Our religions must change and be part of the solution and not the problem. My work for 45 years in bringing back the creation spirituality tradition has obvious implications for renewing Western religion but also for other religions as well.

As I pointed out in my book, “The Coming of the Cosmic Christ,” published 27 years ago, there is no such thing as a Buddhist rain forest, a Catholic ocean, a Lutheran sun, a Baptist moon, or an atheist cornfield. When it comes to Mother Earth we are all guests — but guests responsible for right livelihood and right citizenship and thinking outside our own tribes to the survival of all beings and all of our children for generations to come.

Each religion must act swiftly and work with, not against, science. Pope Francis’ encyclical “Laudato Si’” is a good example of this effort. Science too must work out of wisdom paradigms of justice and compassion. Education must be similarly reborn. The wisdom of indigenous tribes is indispensable for this change of consciousness for they have been in communion with Mother Earth and her creatures for thousands of years. They are leaders in a more-than-human awareness.

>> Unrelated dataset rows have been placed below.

PR #4289, opened 2025-08-06
Enable strict mode for TypeScript tests

pepone:


externl (approved):

cpp/src/slice2js/Gen.cpp
```diff
@@ -2414,6 +2414,17 @@ Slice::Gen::TypeScriptVisitor::visitInterfaceDefStart(const InterfaceDefPtr& p)
          << ", "
          << "facet?: string): " << prxName << ";";
 
+    _out << sp;
```
bernardnormier, line 2406: I don't understand why we need this third overload.

js/src/Ice/ImplicitContext.d.ts
```diff
@@ -29,7 +29,7 @@ declare module "@zeroc/ice" {
              *
              * @param newContext - The new context.
              */
-            setContext(newContext: Context): void;
+            setContext(newContext: Context | null): void;
```
bernardnormier: I would not accept null for newContext in TS.

js/test/Ice/binding/Client.ts
```diff
@@ -53,25 +54,28 @@ export class Client extends TestHelper {
         out.write("testing binding with single endpoint... ");
         {
             const adapter = await com.createObjectAdapter("Adapter", "default");
+            const test1 = await adapter!.getTestIntf();
```
bernardnormier: For my understanding: when I get a proxy (like adapter) in TS, and I know it's not null, I have to use `proxy!` every time I use it? This sounds sub-optimal.

There is no way to assert once that it's not null and not use `!` after, like in C#?

js/test/Ice/facets/Client.ts
```diff
@@ -33,26 +33,26 @@ export class Client extends TestHelper {
         out.writeLine("ok");
 
         out.write("testing checked cast... ");
-        prx = await Ice.ObjectPrx.checkedCast(db);
+        prx = (await Ice.ObjectPrx.checkedCast(db)) as Ice.ObjectPrx;
```
bernardnormier: The checkedCast followed by `as` does not look like a good model.

js/test/Ice/inheritance/Client.ts
```diff
@@ -14,10 +14,10 @@ export class Client extends TestHelper {
         const initial = new Test.InitialPrx(communicator, `initial:${this.getTestEndpoint()}`);
 
         out.write("getting proxies for interface hierarchy... ");
-        const ia = await initial.iaop();
-        const ib1 = await initial.ib1op();
-        const ib2 = await initial.ib2op();
-        const ic = await initial.icop();
+        const ia = (await initial.iaop()) as Test.MA.IAPrx;
```
bernardnormier: Would `!` have the same effect as `as xxx` here?

pepone: yes, both are not-op in the resulting JavaScript.

js/test/Ice/binding/Client.ts
pepone: With `as FooPrx` the type is understood as non nullable and you don't need to use `!` in all versions.

Without strict mode, the compiler only complain on the first occurrence I belive.

cpp/src/slice2js/Gen.cpp
pepone: The compiler doesn't allow use the other two when It doesn't know if the type is null or not. If it nows the proxy is null it picks the overload accepting null and it knows it will return null, if it knows it is not null it will use the one using a null proxy. But when it doesn't know it will refuse to use any of them, the third overload works in this case.

bernardnormier: Maybe we should drop the `null` overload them - what's the point of keeping it?

js/test/Ice/binding/Client.ts
bernardnormier: As commented below, I don't find the style `[un]checkedCast` followed by `as XPrx` good. It appears as two casts in a row. 

I'd rather use `!` to state "I know this nullable XPrx is never null", assuming it's doable, as in:
```js
const adapter = (await com.createObjectAdapter("Adapter", "default"))!;
```

pepone: I think we can add a helper here:

```
function testNonNull<T>(value: T): asserts value is NonNullable<T> {
    if (value == null) throw new Error("Value is null or undefined");
}
```

then rather that our `test(adapter != null)` use `testNonNull(adapter)` and the compiler would understand it is non null in subsequent calls.

cpp/src/slice2js/Gen.cpp
pepone: Removed the null overload.

js/src/Ice/AsyncResult.js
```diff
@@ -40,7 +40,7 @@ export class AsyncResult extends Promise {
     }
 
     markSent(done) {
-        DEV: console.assert((this._state & AsyncResult.Done) === 0);
+        console.assert((this._state & AsyncResult.Done) === 0);
```
pepone, line 43: I removed this `DEV: ` labels, and use console.assert directly. Bundlers can be configure to ignore them, no need for a custom label.

js/src/Ice/ObjectPrxExtensions.js
```diff
@@ -405,7 +405,7 @@ ObjectPrx._invoke = function (p, name, mode, fmt, ctx, marshalFn, unmarshalFn, u
     });
 
     try {
-        r.prepare(name, mode, ctx);
+        r.prepare(mode, ctx);
```
pepone, line 408: Removed `name` because the implementation never uses it. This is the only call to `prepare`.

js/src/Ice/OutgoingConnectionFactory.js
```diff
@@ -471,8 +471,8 @@ class ConnectCallback {
         this._factory.finishGetConnection(this._endpoints, this._current, connection, this);
     }
 
-    connectionStartFailed(connection, ex) {
-        DEV: console.assert(this._current !== null);
+    connectionStartFailed(ex) {
```
pepone, line 474: `connection` was never used.

js/src/Ice/TcpTransceiver.js
```diff
@@ -235,7 +235,7 @@ class TcpTransceiver {
         );
     }
 
-    setBufferSize(rcvSize, sndSize) {
+    setBufferSize(_, sndSize) {
```
pepone, line 238: None of the JavaScript transport use the `rcvSize` maybe we should rename this method to setSendBufferSize and have a single parameter.

js/test/Common/TestHelper.d.ts
```diff
@@ -24,9 +24,10 @@ export class TestHelper {
...
     setControllerHelper(controllerHelper: ControllerHelper): void;
     serverReady(): void;
-    static test(value: boolean, ex?: Error): void;
 
     static isSafari(): boolean;
     static isBrowser(): boolean;
     static isWorker(): boolean;
 }
+
+export function test(value: boolean, ex?: Error): asserts value;
```
pepone, line 33: With this `asserts value` the TypeScript compiler understand value is true.

For example
```
let foo = FooPrx.checkedCast(prx);
test(foo !== null);
await foo.op(); // No need for .!
```

js/test/Glacier2/router/Client.ts
```diff
@@ -2,9 +2,7 @@
 
 import { Ice, Glacier2 } from "@zeroc/ice";
 import { Test } from "./Callback.js";
-import { TestHelper } from "../../Common/TestHelper.js";
-
-const test = TestHelper.test;
+import { TestHelper, test } from "../../Common/TestHelper.js";
```
pepone, line 5: It is clear to import the function directly.

js/test/Glacier2/router/Client.ts
```diff
@@ -17,7 +15,7 @@ class CallbackReceiverI extends Test.CallbackReceiver {
         this._p = new Ice.Promise();
     }
 
-    callback(current: Ice.Current) {
+    callback(_: Ice.Current) {
```
pepone, line 18: linter and compiler warn that `current` is unused.

We can:
- use `_` prefix to indicate that is intentional.
- Remove the parameter, even if is part of the paren signature: `callback()`.
- Disable the warnings for unused parameters.

bernardnormier: I prefer the `_` solution.

PR #4293, opened 2025-08-06
Make javabean field private

bernardnormier:
This PR updates the JavaBean-style mapping field to be private, just like for optional fields.


InsertCreativityHere (approved):
Looks good to me!

PR #4295, opened 2025-08-07
Add more type hints to Python tests

externl:
This PR adds more type hints to the Python tests. Doing in batches so the PRs aren't too large.


.github/workflows/python.yml
```diff
@@ -54,4 +54,16 @@ jobs:
           pyright python/python
           pyright python/test/Glacier2
           pyright python/test/Ice/adapterDeactivation
+          pyright python/test/Ice/admin
           pyright python/test/Ice/ami
+          pyright python/test/Ice/asyncio
+          pyright python/test/Ice/blobject
+          pyright python/test/Ice/current
+          # pyright python/test/Ice/custom
```
externl, line 62: I started the commented out ones but they require additional fixes in the compiler and IcePy.pyi.

python/python/Ice/Proxy.py
```diff
@@ -27,6 +27,7 @@ def proxyIdentityCompare(lhs: IcePy.ObjectPrx, rhs: IcePy.ObjectPrx) -> int:
     elif lhs and not rhs:
         return 1
     else:
+        assert lhs is not None and rhs is not None
```
externl, line 30: the None cases are handled by the above `if` and `elif`s

python/python/Ice/Util.py
```diff
@@ -36,6 +36,15 @@ def initialize(
 ) -> Communicator: ...
 
 
+@overload
+def initialize(
```
pepone: Seems we can remove the overload above this now.

python/python/IcePy.pyi
```diff
@@ -266,8 +266,12 @@ class ObjectPrx:
     def ice_getRouter(self) -> Ice.RouterPrx | None: ...
     def ice_identity(self, newIdentity: Ice.Identity) -> Self: ...
     def ice_invocationTimeout(self, timeout: int) -> Self: ...
-    # def ice_invoke(self, *args, **kwargs): ...
-    # def ice_invokeAsync(self, *args, **kwargs): ...
+    def ice_invoke(
+        self, operation: str, mode: Ice.OperationMode, inParams: bytes, ctx: dict[str, str]
```
pepone: Shouldn't context be optional here?

python/test/Ice/blobject/RouterI.py
```diff
@@ -124,21 +129,24 @@ def destroy(self):
...
 
 class ServantLocatorI(Ice.ServantLocator):
-    def __init__(self, blobject):
+    def __init__(self, blobject: Ice.Blobject):
         self._blobject = blobject
 
-    def locate(self, current: Ice.Current):
-        return self._blobject  # and the cookie
+    @override
+    def locate(self, current: Ice.Current) -> tuple[Ice.Object | None, object]:
```
pepone: Doesn't this need `object | None` for the cookie?

python/test/Ice/blobject/RouterI.py
```diff
@@ -124,21 +129,24 @@ def destroy(self):
...
+        return self._blobject, None  # and the cookie
 
-    def finished(self, current, object, cookie):
+    @override
+    def finished(self, current: Ice.Current, servant: Ice.Object, cookie: object):
```
pepone: Cookie can also be None.

python/test/Ice/blobject/RouterI.py
```diff
@@ -150,18 +158,20 @@ def __init__(self, communicator, sync):
         communicator.setDefaultRouter(proxy)
         self._adapter.activate()
 
-    def useSync(self, sync):
-        self._locator.useSync(sync)
-
+    @override
     def getClientProxy(self, current: Ice.Current):
```
pepone: missing return type.

python/test/Ice/exceptions/AllTests.py
```diff
@@ -2,219 +2,34 @@
...
-
 class EmptyI(Test.Empty):
     pass
 
 
 class ServantLocatorI(Ice.ServantLocator):
-    def locate(self, current: Ice.Current):
-        return None
+    @override
+    def locate(self, current: Ice.Current) -> tuple[Ice.Object | None, object]:
```
pepone: object | None for the cookie

python/test/Ice/exceptions/AllTests.py
```diff
@@ -2,219 +2,34 @@
...
+    def finished(self, current: Ice.Current, servant: Ice.Object, cookie: object):
         pass
 
-    def deactivate(self, category):
+    @override
+    def deactivate(self, category: str):
         pass
 
 
-class CallbackBase:
```
pepone, line 32: Why was this removed?

python/test/Ice/exceptions/ServerAMD.py
```diff
@@ -178,7 +29,7 @@ def run(self, args: list[str]):
             adapter = communicator.createObjectAdapter("TestAdapter")
             adapter2 = communicator.createObjectAdapter("TestAdapter2")
             adapter3 = communicator.createObjectAdapter("TestAdapter3")
-            object = ThrowerI()
+            object = TestI.ThrowerI()
```
pepone: We were testing both AMD and non AMD, how does this work now?

python/test/Ice/location/AllTests.py
```diff
@@ -13,15 +15,11 @@ def sayHello(self, current: Ice.Current):
...
-    if not b:
-        raise RuntimeError("test assertion failed")
-
-
-def allTests(helper, communicator):
+def allTests(helper: TestHelper, communicator: Ice.Communicator):
     manager = Test.ServerManagerPrx(communicator, f"ServerManager:{helper.getTestEndpoint()}")
     locator = communicator.getDefaultLocator()
-    test(manager)
+    assert manager is not None
```
pepone: This assert is not required. We just create manager with its constructor.

python/test/Ice/location/AllTests.py
```diff
@@ -170,7 +177,9 @@ def allTests(helper, communicator):
         test(False)
     except Ice.NotRegisteredException as ex:
         test(ex.kindOfObject == "object")
-        test(ex.id == "unknown/unknown")
+        assert ex.id is not None
+        test(str(ex.id) == "unknown/unknown")
```
pepone: Why are the `None` check, and the `str` call required here? I think we are missing the type-hint in `NotRegisteredException`

This should be just `test(ex.id == "unknown/unknown")` as before.

python/test/Ice/location/AllTests.py
```diff
@@ -181,12 +190,13 @@ def allTests(helper, communicator):
         test(False)
     except Ice.NotRegisteredException as ex:
         test(ex.kindOfObject == "object adapter")
-        test(ex.id == "TestAdapterUnknown")
+        test(str(ex.id) == "TestAdapterUnknown")
```
pepone: ditto

python/test/Ice/location/Server.py
```diff
@@ -19,53 +20,61 @@ def __init__(self):
...
+    def addObject(self, obj: Ice.ObjectPrx | None, current: Ice.Current):
+        assert obj is not None
         self._addObject(obj)
 
-    def _addObject(self, obj):
+    def _addObject(self, obj: Ice.ObjectPrx):
         self._objects[obj.ice_getIdentity()] = obj
 
-    def getAdapter(self, adapter):
+    def getAdapter(self, adapter: str):
```
pepone: missing return type

python/test/Ice/exceptions/AllTests.py
externl, line 32: All these classes appear to be unused.

python/test/Ice/exceptions/ServerAMD.py
```diff
@@ -4,162 +4,13 @@
...
 
-if "--load-slice" in sys.argv:
-    TestHelper.loadSlice("Test.ice")
-
-from generated.test.Ice.exceptions import Test
-
 import Ice
 
-
-class ThrowerI(Test.Thrower):
```
externl, line 17: I just reused the non-and ThrowerI, it was the exact same impl. 

EDIT: I was mistaken. Will fix.

python/test/Ice/exceptions/ServerAMD.py
externl: I got mixed up when I updated this and thought that they had the same impl. Will fix.

python/test/Ice/exceptions/AllTests.py
externl: was unused from what I could tell. I removed it and nothing broke.

python/test/Ice/location/AllTests.py
externl: `ex.id` is `Identity | None`.

externl: Fixed to be `str`

python/test/Ice/blobject/test.py
```diff
@@ -3,6 +3,6 @@
 # This test doesn't support running with IceSSL, the Router object in the client process uses
 # the client certificate and fails with "unsupported certificate purpose"
 
-from Util import TestSuite
+from Util import TestSuite  # type: ignore
```
pepone, line 6: Should this have a TODO?

python/test/Ice/exceptions/TestAMDI.py
```diff
@@ -0,0 +1,183 @@
...
+    @override
+    def throwAfterException(self, current: Ice.Current):
+        # Cannot be implemented with Futures
+        f = Ice.Future()
+        f.set_exception(Test.A())
+        return f
+
+    @override
+    def throwMarshalException(self, current: Ice.Current) -> Awaitable[tuple[int, int]]:
+        # We return the wrong type on purpose to test that we throw MarshalException.
```
pepone, line 167: Don't we need to disable type checks here to be able to return the wrong type?

pepone (approved):

python/test/Ice/exceptions/TestAMDI.py
externl: Pyright doesn't care. I think because of the signature of the Ice.Futre func. Something we should look into improving.

python/test/Ice/blobject/test.py
externl: Probably not, I doubt we'll want to add type hinting to the Util code.

bernardnormier (approved):

PR #4296, opened 2025-08-07
Cleanup NotRegisteredException doc comments

pepone:


cpp/include/Ice/LocalExceptions.h
```diff
@@ -683,25 +683,23 @@ namespace Ice
         [[nodiscard]] const char* ice_id() const noexcept final;
     };
 
-    /// The exception that is thrown when you attempt to find or deregister something that is not registered with the
-    /// Ice runtime or Ice locator.
+    /// An attempt was made to find or deregister something that is not registered with the Ice run time or Ice
```
bernardnormier: The latest style for runtime is runtime without space or dash.

bernardnormier: I would actually simplify here and write:
```
An attempt was made to find or deregister something that is not registered with Ice.
```

Where "with Ice" can mean an Ice communicator, an Ice locator implementation, an object adapter, etc. Various Ice-provided containers.

python/python/Ice/LocalExceptions.py
```diff
@@ -419,49 +419,34 @@ class NoEndpointException(LocalException):
...
-    This exception is raised if an attempt is made to remove a servant, servant locator, facet, plug-in, or object
-    adapter that is not currently registered. It's also raised if the Ice locator can't find an object or object adapter
-    when resolving an indirect proxy or when an object adapter is activated.
     """
 
-    def __init__(self, kindOfObject: str, id: Identity | None, msg: str):
+    def __init__(self, kindOfObject: str, id: str, msg: str):
         LocalException.__init__(self, msg)
         self.__kindOfObject = kindOfObject
         self.__id = id
```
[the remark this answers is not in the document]
bernardnormier: The identity was a bug. It should be a string.

bernardnormier (approved):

We will all rise or fall together. The greatest opportunity our species has ever faced invites us now to GROW UP and reach deep within ourselves, to the cave of our hearts, to ignite the creativity we are capable of, to work side by side with people of other tribes and religions and no religions to combat our one foe: denial born of narcissistic species-centeredness.

Ancient Scriptures say: “I put before you life and death; choose life.” What will we choose? Will we choose life and creativity and a new stage in human evolution?

(Matthew Fox is a theologian and Episcopal priest who was a Dominican friar for 34 years. His 32 books have been translated into 58 languages, including his recently revised “Confessions: The Making of a Post-Denominational Priest.”)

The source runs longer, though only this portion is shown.